Corroboration also will not be necessary when an agency has a substantial issue-preclusion argument. Examples include someone who has entered a guilty plea to a crime, or someone who has been found guilty of a crime by a judge or jury, or when a civil case involving the issue was actually litigated.
More important, the time and resources spent corroborating hearsay are time and resources that are well spent. Today’s troubled economy highlights the importance of sound agency decisions based on reliable evidence. The wrongful denial or termination of benefits, licenses, certifications, or permits can have a devastating effect on Wisconsin families, individuals, and businesses. It should not be easy to deny or terminate a benefit, license, certification, or permit. Requiring corroboration of hearsay evidence protects against agency mistakes and arbitrary decisions. Applicants, licensees, and program participants should have the opportunity to confront their accusers before losing income-maintaining benefits. A process that does not include cross-examination and only permits one-sided credibility determinations is fundamentally unfair.
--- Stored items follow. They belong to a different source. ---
PR #1961, opened 2019-01-11
Fix routing bug in UKIS questionnaire.

samiwel:
The requirement is to skip to question 10 as per the slides, but it was previously skipping to 9.11.

Refactor to use skip condition on the group as it's cleaner than having routing rules on the interstitial page.

### How to review 
UKIS routing should be tested to ensure it works as expected.

### DIFF
--- a/data/en/ukis_0001.json
+++ b/data/en/ukis_0001.json
@@ -3210,6 +3210,67 @@
             "groups": [{
                 "id": "group613",
                 "title": "Co-operation on Innovation",
+                "skip_conditions": [{
+                    "when": [{
+                            "id": "answer3206",
+                            "condition": "not set"
+                        },
+                        {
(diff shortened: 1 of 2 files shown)


jonnyshaw89 (approved):

dwyeradam (approved):
Can we get this applied to the NI version as well.

dwyeradam (changes requested):
Can we get this applied to the NI version as well.

dwyeradam (changes requested):
Can we get this applied to the NI version as well.

dwyeradam (dismissed):
Can we get this applied to the NI version as well.

dwyeradam (approved):

dwyeradam:
@samiwel just needs a squash and rebase.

The Williams decision reminds agency decision-makers that the relaxed evidentiary rules for administrative hearings are not meant to permit decisions based solely on unreliable evidence, such as unsubstantiated allegations and default municipal convictions.18 The Williams decision requires adherence to the legal-residuum rule and holds that no-contest pleas in municipal proceedings are not admissions or evidence of guilt. Wisconsin agencies must ensure they have substantial evidence to support their decisions.